PR #18, opened 2017-01-20
Implement matrix event signing and redaction

NegativeMjark:


eventcrypto.go
```diff
@@ -0,0 +1,161 @@
...
+import (
+	"bytes"
+	"crypto/sha256"
+	"encoding/json"
+	"fmt"
+	"golang.org/x/crypto/ed25519"
+)
+
+// AddContentHashesToEvent sets the "hashes" key of the event with a SHA-256 hash of the unredacted event content.
+// This hash is used to detect whether the unredacted content of the event is valid.
```
Kegsay: Would be nice to state that you're returning the event with said hashes somewhere, it's all rather implicit atm and you can't use the types to infer it since it's just `[]byte]`.

redactevent.go
```diff
@@ -0,0 +1,131 @@
...
+// a value type
+type rawJSON []byte
+
+// MarshalJSON implements the json.Marshaller interface using a value receiver.
+// This means that rawJSON used as an embedded value will still encode correctly.
+func (r rawJSON) MarshalJSON() ([]byte, error) {
+	return []byte(r), nil
+}
+
+// UnmarshalJSON impelements the json.Unmarshaller interface using a pointer receiver.
```
Kegsay: > impelements

redactevent.go
```diff
@@ -0,0 +1,131 @@
...
+import (
+	"encoding/json"
+)
+
+// rawJSON is a reimplementation of json.RawMessage that supports being used as
+// a value type
+type rawJSON []byte
+
+// MarshalJSON implements the json.Marshaller interface using a value receiver.
+// This means that rawJSON used as an embedded value will still encode correctly.
```
Kegsay: You're going to need to give some usage examples here in order to convince me why you can't just use `json.RawMessage`. I *think* I know why (it incorrectly encodes as base 64) but given you're re-implementing parts of the stdlib, I think it warrants a better, more detailed explanation.

redactevent.go
```diff
@@ -0,0 +1,131 @@
...
+
+	// memberContent keeps the fields needed in a m.room.member event.
+	// Member events keep the membership.
+	// (In an ideal world they would keep the third_party_invite see matrix-org/synapse#1831)
+	type memberContent struct {
+		Membership rawJSON `json:"membership,omitempty"`
+	}
+
+	// aliasesContent keeps the fields needed in a m.room.aliases event.
+	// Alias events probably don't need to keep the aliases key, but we need to match synapse here.
```
Kegsay: Can you TODO marker this please so we can revisit this decision.

redactevent.go
```diff
@@ -0,0 +1,131 @@
...
+	}
+
+	// historyVisibilityContent keeps the fields needed in a m.room.history_visibility event
+	// History visibility events need to keep the history_visibility key.
+	type historyVisibilityContent struct {
+		HistoryVisibility rawJSON `json:"history_visibility,omitempty"`
+	}
+
+	// allContent keeps the union of all the content fields needed across all the event types.
+	//All the content JSON keys we are keeping are distinct across the different event types.
```
Kegsay: Missing space after `//`.

redactevent.go
```diff
@@ -0,0 +1,131 @@
...
+		OriginServerTS rawJSON    `json:"origin_server_ts,omitempty"`
+		Membership     rawJSON    `json:"membership,omitempty"`
+	}
+
+	var event eventFields
+	// Unmarshalling into a struct will discard any extra fields from the event.
+	if err := json.Unmarshal(eventJSON, &event); err != nil {
+		return nil, err
+	}
+	// Create a new, empty content object
```
Kegsay: Unhelpful comment, I can see what you're doing in the code. **Why** are we making a new one when there is a populated one from unmarshalling `eventFields`.

Kegsay: In fact, `:110-:111` explain this good enough, this comment adds nothing IMO.

redactevent.go
```diff
@@ -0,0 +1,131 @@
...
+	var newContent allContent
+	// Copy the content fields that we should keep for the event type.
+	// By default we copy nothing leaving the content object empty.
+	switch event.Type {
+	case "m.room.create":
+		newContent.createContent = event.Content.createContent
+	case "m.room.member":
```
Kegsay: I think I mentioned this before, but I would really like to see these yanked out into constants so we can't fat-finger the event type strings...

redactevent.go
```diff
@@ -0,0 +1,131 @@
...
+		memberContent
+		aliasesContent
+		historyVisibilityContent
+	}
+
+	// eventFields keeps the top level keys needed by all event types.
+	// (In an ideal world they would include the "redacts" key for m.room.redaction events, see matrix-org/synapse#1831)
+	type eventFields struct {
+		EventID        rawJSON    `json:"event_id,omitempty"`
+		Sender         rawJSON    `json:"sender,omitempty"`
```
Kegsay: http://matrix.org/docs/spec/client_server/r0.2.0.html#redactions says `user_id` not `sender`. Please cite a Synapse line to prove otherwise.

eventcrypto.go
Kegsay: Also, this comment is misleading. AFAICT this has nothing to do with `event.content`, it's adding hashes for the entire event. Am I wrong?

eventcrypto.go
```diff
@@ -0,0 +1,161 @@
...
+	var event map[string]rawJSON
+
+	if err := json.Unmarshal(eventJSON, &event); err != nil {
+		return nil, err
+	}
+
+	unsignedJSON := event["unsigned"]
+
+	delete(event, "signatures")
+	delete(event, "unsigned")
```
Kegsay: Setting the precedent for using constants here would be a good idea IMO to prevent fat-fingering this. I appreciate we have good test coverage such that this would be immediately obvious, but I'm mainly thinking of the future when things inevitably get added. People will do what the surrounding code does, and if the surrounding code uses constants, so will they. This decreases the chance of them extracting the right key but then deleting a different key. The downside is that we're adding in a layer of indirection which may be unclear.

WDYT?

eventcrypto.go
```diff
@@ -0,0 +1,161 @@
...
+func AddContentHashesToEvent(eventJSON []byte) ([]byte, error) {
+	var event map[string]rawJSON
+
+	if err := json.Unmarshal(eventJSON, &event); err != nil {
+		return nil, err
+	}
+
+	unsignedJSON := event["unsigned"]
+
+	delete(event, "signatures")
```
Kegsay: You never add this back in to `event`. Why? You add `unsigned` back in, and work out `hashes` so this seems like a bug or a subtlety which needs explaining.

eventcrypto.go
```diff
@@ -0,0 +1,161 @@
...
+
+	if bytes.Compare(sha256Hash[:], []byte(hashes.Sha256)) != 0 {
+		return fmt.Errorf("Invalid Sha256 content hash: %v != %v", sha256Hash[:], []byte(hashes.Sha256))
+	}
+
+	return nil
+}
+
+// ReferenceSha256HashOfEvent returns the SHA-256 hash of the redacted event content.
+// This is used when refering to this event from other events.
```
Kegsay: > refering

eventcrypto.go
```diff
@@ -0,0 +1,161 @@
...
+}
+
+// SignEvent adds a ED25519 signature to the event for the given key.
+func SignEvent(signingName, keyID string, privateKey ed25519.PrivateKey, eventJSON []byte) ([]byte, error) {
+	redactedJSON, err := RedactEvent(eventJSON)
+	if err != nil {
+		return nil, err
+	}
+
+	signedJSON, err := SignJSON(signingName, keyID, privateKey, redactedJSON)
```
Kegsay: What is `signedJSON`? Is it the `redactedJSON` with a `signatures` key added (which we then parse out on `:139`)? It feels like we're doing a lot of back-and-forth (de)serialisation.

redactevent.go
NegativeMjark: Eh, it was one of the things I hated most about trying to read the synapse codebase fwiw.
It made it super hard to tell what was going on in the code because it meant that synapse was creating it's own names for everything rather than just using the strings from the matrix spec. But I agree that it would be nice if they were more resistant to being typo'd.

Kegsay: I wholeheartedly agree with the obfuscation it can cause, however the typo resistance outweighs this IMO. One can argue that provided we have enough tests then it's probably fine since typos in places like this will be flagged up by failing tests... I'm not sure which way to go on this. Whichever we decide we should be consistent though, and I think constants will be slightly better.

Kegsay:
Other than my outstanding comments, LGTM.

event.go
```diff
@@ -0,0 +1,225 @@
+package gomatrixserverlib
+
+import (
+	"encoding/json"
+	"fmt"
+	"golang.org/x/crypto/ed25519"
+	"time"
+)
+
+// An EventReference is a reference to a matrix event.
```
Kegsay: You can do better. What is the EventSHA256? Redacted hash or full event hash?

event.go
```diff
@@ -0,0 +1,225 @@
...
+	EventID     string
+	EventSHA256 Base64String
+}
+
+// An EventBuilder is used to build a new event.
+type EventBuilder struct {
+	// The user ID of the user sending the event.
+	Sender string `json:"sender"`
+	// The room ID of the room this event is in.
+	RoomID string `json:"room_id"`
```
Kegsay: So no presence events then?

event.go
```diff
@@ -0,0 +1,225 @@
...
+	// The type of the event.
+	EventType string `json:"type"`
```
Kegsay: As opposed to..? Why not just `Type`?

event.go
```diff
@@ -0,0 +1,225 @@
...
+	// The state_key of the event if the event is a state event or nil if the event is not a state event.
+	EventStateKey *string `json:"state_key,omitempty"`
```
Kegsay: As opposed to..? Why not just `StateKey`?

event.go
```diff
@@ -0,0 +1,225 @@
...
+	// The events that immediately preceeded this event in the room history.
+	PrevEvents []EventReference `json:"prev_events"`
+	// The events needed to authenticate this event.
+	AuthEvents []EventReference `json:"auth_events"`
+	// The event being redacted if this event is a "m.room.redaction".
+	Redacts  string `json:"redacts,omitempty"`
```
Kegsay: You mean event ID? It can't be "the event" entirely as a string right?

event.go
```diff
@@ -0,0 +1,225 @@
...
+
+// SetUnsigned sets the JSON unsigned key of the event.
+func (eb *EventBuilder) SetUnsigned(unsigned interface{}) (err error) {
+	eb.unsigned, err = json.Marshal(unsigned)
+	return
+}
+
+// An Event is a matrix event.
+// The event should always contain valid JSON.
+// If the event content hash is invalied then the event is redacted.
```
Kegsay: > invalied

event.go
```diff
@@ -0,0 +1,225 @@
...
+// Redacted events contain only the fields covered by the event signature.
+type Event struct {
+	redacted  bool
+	eventJSON []byte
+}
+
+var emptyEventReferenceList = []EventReference{}
```
Kegsay: Are you sure it's safe to do this? Won't appends modify this since this is just a global?

event.go
```diff
@@ -0,0 +1,225 @@
...
+
+// Build a new Event.
+// This is used when a local event is created on this server.
```
Kegsay: A tiny bit of clarification would be good to explain **when** this should be called: notably after you've set all your bits and pieces on the `EventBuilder`. Is it safe to build the same event multiple times? We should say either way.

event.go
```diff
@@ -0,0 +1,225 @@
...
+	}
+
+	result.eventJSON = eventJSON
+	return
+}
+
+// NewEventFromUntrustedJSON loads a new event from some JSON that may be invalid.
+// This checks that the event is valid JSON.
+// It also checks the content hashes to ensure the event has not been tampered with.
+// This should be used when receiving new events from remote servers.
```
Kegsay: ⭐️ Wonderful!

event.go
```diff
@@ -0,0 +1,225 @@
...
+
+// Redact returns a redacted copy of the event.
+func (e Event) Redact() Event {
+	if e.redacted {
+		return e
+	}
+	eventJSON, err := redactEvent(e.eventJSON)
+	if err != nil {
+		// This is unreachable for events created with EventBuilder.Build or NewEventFromUntrustedJSON
+		panic(fmt.Errorf("gomatrixserverlib: invalid event %v", err))
```
Kegsay: I would make this even longer and splat the `e.eventJSON` that was passed in so we have more context other than "ruh roh this isn't JSON" or whatever comes out of `json.Unmarshal`.

eventcrypto.go
```diff
@@ -140,6 +149,7 @@ func SignEvent(signingName, keyID string, privateKey ed25519.PrivateKey, eventJS
 		return nil, err
 	}
 
+	// Unmarshall the event JSON so that we can replace the signatures key.
```
Kegsay: > Unmarshall

Kegsay:
This PR is getting too large.

I'd like to see some tests for the `Event` struct to assert your proclamations for "This is unreachable..." and "This is reachable..." panics, but not in this PR.

event.go
NegativeMjark: appends don't modify the slice itself. (they can modify the backing array if there is capacity in the slice to do so.)

NegativeMjark:
> This PR is getting too large.

Would you be happier if I removed the event.go and did it as a separate PR?

Kegsay:
No, as I've already looked at it now :)

event.go
```diff
@@ -58,9 +60,10 @@ var emptyEventReferenceList = []EventReference{}
 
 // Build a new Event.
 // This is used when a local event is created on this server.
-func (eb *EventBuilder) Build(now time.Time, origin, keyID string, privateKey ed25519.PrivateKey) (result Event, err error) {
+func (eb *EventBuilder) Build(eventID string, now time.Time, origin, keyID string, privateKey ed25519.PrivateKey) (result Event, err error) {
```
Kegsay: You don't appear to use `eventID` anywhere.

Kegsay:
LGTM aside from comment.

Kegsay:
LGTM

_ _ _

■ **Problem details**:
A single number is the answer: how many lines of the material above hold the word "after"?

■ **Solution for this problem**:
2